The National Association of College and University Attorneys (NACUA) stirred controversy last year by publishing advice from a prominent law firm on ways colleges and universities can protect themselves against increasingly numerous and complex lawsuits filed by students involved in campus sexual misconduct hearings. The 18-page article, “Between a Rock and a Hard Place: A Discussion of Issues that Frequently Arise in Sexual Misconduct-Related Litigation against Colleges and Universities,” was written by five attorneys at the Richmond-based McGuireWoods law firm and published as part of the association’s NACUA Notes series of topical papers giving brief summaries of legal issues.
Risks to Schools of Conducting Sexual Misconduct-Related Litigation
After admitting that the growing number of lawsuits brought against colleges and universities, both by students making accusations of sexual misconduct and by students targeted by such allegations, represents a “legal and political minefield,” the article sketched some frequently litigated issues – on the one hand, accusations schools had discouraged students from filing complaints, failed to investigate adequately or impose appropriate punishments, or complaints by accused students that school disciplinary proceedings or sanctions were unwarranted or unfair. (Since 2014, the article notes, so-called “reverse Title IX” lawsuits by accused students challenging school disciplinary proceedings have outnumbered lawsuits by students claiming a school failed to take their accusations seriously.
Guidance from the federal Department of Education’s Office of Civil Rights, which can investigate and enforce sex-discrimination complaints under Title IX against federally-assisted schools, may not provide a reliable gauge for how schools should evaluate their potential Title IX liability in private litigation, the article further cautions. So they advise schools to eye every sexual misconduct allegation as potentially bringing lawsuits their way. It also encourages school counsel to engage in early planning and strategic thinking to place the institution in the best possible position if sued either by the claimed student victim of harassment or assault, or by the alleged student perpetrator.
The most controversial element of the advice came in its discussion of document preservation. While it will be important for schools’ ability to defend against litigation to have clear and well-documented policies for complying with Title IX requirements and spelling out procedures for dealing with student complaints, the advice paper also urged senior administrators and general counsel carefully to consider destroying early “preliminary and personal documents,” possibly including emails, pre-investigation staff notes, notes made during disciplinary hearings, and report drafts – which, it notes, could “prove very useful” to attorneys who may later sue the school – and instead keep just a “master list” of official proceedings, completed reports, and outcome documents offering a “single, consistent record” free of contradictions that might be found in earlier e-mails, notes and documents.
That suggestion drew fire from some as a ploy likely to be both unethical and ineffective.

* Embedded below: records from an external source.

PR #4121, opened 2025-11-25
fix sgs mass flux of microphysics tracers in diagnostic edmf

szy21:
## Purpose 

Adds back the grid-mean advection of microphysics tracers in diagnostic EDMF and uses the difference for sgs mass flux. Also removes the j loop for microphysics tracers as we always use the first updraft for the tracers, so it is a bit misleading.

Note: This is just one way to fix it. I chose this so it is similar to qt flux. But it is different from how we calculate flux in prognostic EDMF. We can change it to a different way if we think it is better.

## Content

----

### DIFF
--- a/src/prognostic_equations/edmfx_sgs_flux.jl
+++ b/src/prognostic_equations/edmfx_sgs_flux.jl
@@ -135,29 +135,27 @@ function edmfx_sgs_mass_flux_tendency!(
                 (@name(c.ρn_liq), @name(c.sgsʲs.:(1).n_liq), @name(n_liq)),
                 (@name(c.ρn_rai), @name(c.sgsʲs.:(1).n_rai), @name(n_rai)),
             )
-            for j in 1:n
-                # TODO using unrolled_foreach here allocates! (breaks the flame tests
-                # even though they use 0M microphysics)
-                # MatrixFields.unrolled_foreach(
-                #     microphysics_tracers,
-                # ) do (ρχ_name, χʲ_name, _)
-                for (ρχ_name, χʲ_name, _) in microphysics_tracers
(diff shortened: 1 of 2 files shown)


src/prognostic_equations/edmfx_sgs_flux.jl
```diff
@@ -302,10 +305,10 @@ function edmfx_sgs_mass_flux_tendency!(
                         )
                     vtt = vertical_transport(
                         ᶜρʲs.:($j),
-                        ᶠu³ʲs.:($j),
+                        ᶠu³_diff,
                         ᶜa_scalar,
                         dt,
-                        edmfx_tracer_upwinding,
+                        edmfx_sgsflux_upwinding,
```
szy21: You don't have to change this. `edmfx_sgsflux_upwinding` is None by default and it was better for 0m previously, but I didn't test it for 1M.

src/prognostic_equations/edmfx_sgs_flux.jl
```diff
@@ -276,40 +274,41 @@ function edmfx_sgs_mass_flux_tendency!(
...
                     )
-                    ᶜρχₜ = MatrixFields.get_field(Yₜ, ρχ_name)
-                    @. ᶜρχₜ += vtt
-                end
+                vtt = vertical_transport(
+                    ᶜρʲs.:(1),
+                    ᶠu³_diff,
+                    ᶜa_scalar,
+                    dt,
+                    edmfx_sgsflux_upwinding,
```
szy21, line 308: Note: I changed the flag here and this is central difference, which looks slightly better in dycoms. But you can try if `edmfx_tracer_upwinding` is better for other scms / global run.

PR #4123, opened 2025-11-26
Rewrite updraft_cloud_diagnostics as a point function

daverumph:
Rewrite updraft_cloud_diagnostics in cloud_fraction.jl as a point function
so that it behaves better as a CUDA kernel

## Content
No change in behavior.  Should be a bit faster running on GPU.

----
- [ X] I have read and checked the items on the review checklist.


src/cache/cloud_fraction.jl
```diff
@@ -123,6 +123,23 @@ NVTX.@annotate function set_cloud_fraction!(
...
+    FT = eltype(thermo_params)
+    cf = FT(0)
+    q_liq = FT(0)
+    q_ice = FT(0)
+    for j in 1:n
+        aʲ = draft_area(ρaʲs.:($j), ρʲs.:($j))
+        if TD.has_condensate(thermo_params, tsʲs.:($j))
+            cf += aʲ
+        end
+        (; liq, ice) = TD.PhasePartition(thermo_params, tsʲs.:($j))
```
haakon-e, line 136:
```suggestion
    unrolled_map(ρaʲs, ρʲs, tsʲs) do ρaʲ, ρʲ, tsʲ
        aʲ = draft_area(ρaʲ, ρʲ)
        if TD.has_condensate(thermo_params, tsʲ)
            cf += aʲ
        end
        (; liq, ice) = TD.PhasePartition(thermo_params, tsʲ)
```
I wonder if unrolling the loop is even a bit faster? 
at least a little less intimidating without the `.:($j)` 🙂

trontrytel:
This is probably very stale by now. Should we close it?

PR #4135, opened 2025-12-04
use the correct a_m in mixing length

szy21:
## Purpose 

The Businger a_m was used in the stable branch of mixing length. This PR corrects it to use Gryanik a_m. Also modifies the stability function to use the same optimization as the one in SurfaceFluxes.

## Content

----


tapios (approved):
Looks good. But isn't there a way to use `phi` directly from SurfaceFluxes, with the surface flux parameterization being part of a config choice and passing the same config choice through here?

One commenter likened the suggestion to advising police they should hide evidence suggesting they had arrested the wrong suspect for a crime. Others noted the recommended document purge might run counter to retention policies, particularly at publicly-funded schools, or draw sanctions if the case went before a judge. Eventually, NACUA noted the policy was merely a suggestion by the article’s authors, and not endorsed by the association.